Problem requirements: In the entries below, find the line with "We are moving" and the line with "## Why this matters"; give again those lines and every line between them, exactly.

Input material:
[Start of section]

PR #2778, opened 2026-06-22
Drop dead connection columns from devices table

### LINKED ISSUE #1819: Remove `device.connection_metadata` to `device_connection.metadata`
We are moving away from storing connection state on a `device`. We only use `device.connection_metadata` for location-related features; that work should be moved to save/update/read/query off of `device.latest_connection.connection_metadata` instead.

Original conversation in https://github.com/nerves-hub/nerves_hub_web/pull/1807.

mvanhorn:
## Summary

Adds a single Ecto migration that drops the dead `connection_metadata` and `connection_types` columns from the `devices` table, along with the now-unused `connection_type` PostgreSQL enum.

## Why this matters

Per #1819, connection state has moved off the `device` record. Connection metadata now lives on `device_connection.metadata` (DeviceConnection), and the device schema fields for these two columns are already commented out in `lib/nerves_hub/devices/device.ex`. No live code reads or writes the `devices` table columns: the remaining `connection_types` and `update_connection_metadata` references in `device_channel.ex` and `device_link.ex` operate on the new DeviceConnection path, and `device_filtering.ex` reads `latest_connection.metadata["connection_types"]`, not the device column. As joshk noted on the issue, all that remains is to delete the columns from the DB.

## Changes

- New migration `priv/repo/migrations/20260622000000_remove_connection_columns_from_devices.exs`:
  - Removes `connection_metadata` and `connection_types` from the `devices` table.
  - Drops the `connection_type` enum that only existed to back the `connection_types` array column.
- Uses reversible `remove/3` calls and an `execute/2` with both up and down SQL, mirroring the original creating migrations (20240707230955 and 20230319193211), so `mix ecto.rollback` restores both columns and the enum.

No schema or runtime code change is needed: the schema fields are already commented out and there are no live readers or writers of these columns.

## Testing

- `mix ecto.migrate` applies cleanly; both columns and the enum are removed.
- `mix ecto.rollback` restores both columns and recreates the `connection_type` enum.
- Existing test suite is unaffected since no code path depends on the dropped columns.

Fixes #1819


joshk:
Thanks for the PR. If you look at the Device schema you will notice a few other connection related columns which are also scheduled to be removed, can you add these to the migration and remove the related comments from the schema.

mvanhorn:
Done in 1f1edeb - added connection_status, connection_established_at, connection_disconnected_at, and connection_last_seen_at to the migration (matching their original `:string` / `:utc_datetime` types) and removed the deprecated-field comment block from the Device schema. Removing connection_status also drops its index from AddConnectionStatusIndexToDevices automatically. I confirmed the app reads connection state from the latest_connection (DeviceConnection) association rather than these columns, so nothing else references them.

nshoes:
@joshk this looks good to me, any more thoughts?

joshk (approved):
LGTM

mvanhorn:
Cheers @joshk, thanks for merging the dead-column cleanup on the devices table.

joshk:
Thanks for the PR @mvanhorn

[End of section]

Answer below:
We are moving away from storing connection state on a `device`. We only use `device.connection_metadata` for location-related features; that work should be moved to save/update/read/query off of `device.latest_connection.connection_metadata` instead.

Original conversation in https://github.com/nerves-hub/nerves_hub_web/pull/1807.

mvanhorn:
## Summary

Adds a single Ecto migration that drops the dead `connection_metadata` and `connection_types` columns from the `devices` table, along with the now-unused `connection_type` PostgreSQL enum.

## Why this matters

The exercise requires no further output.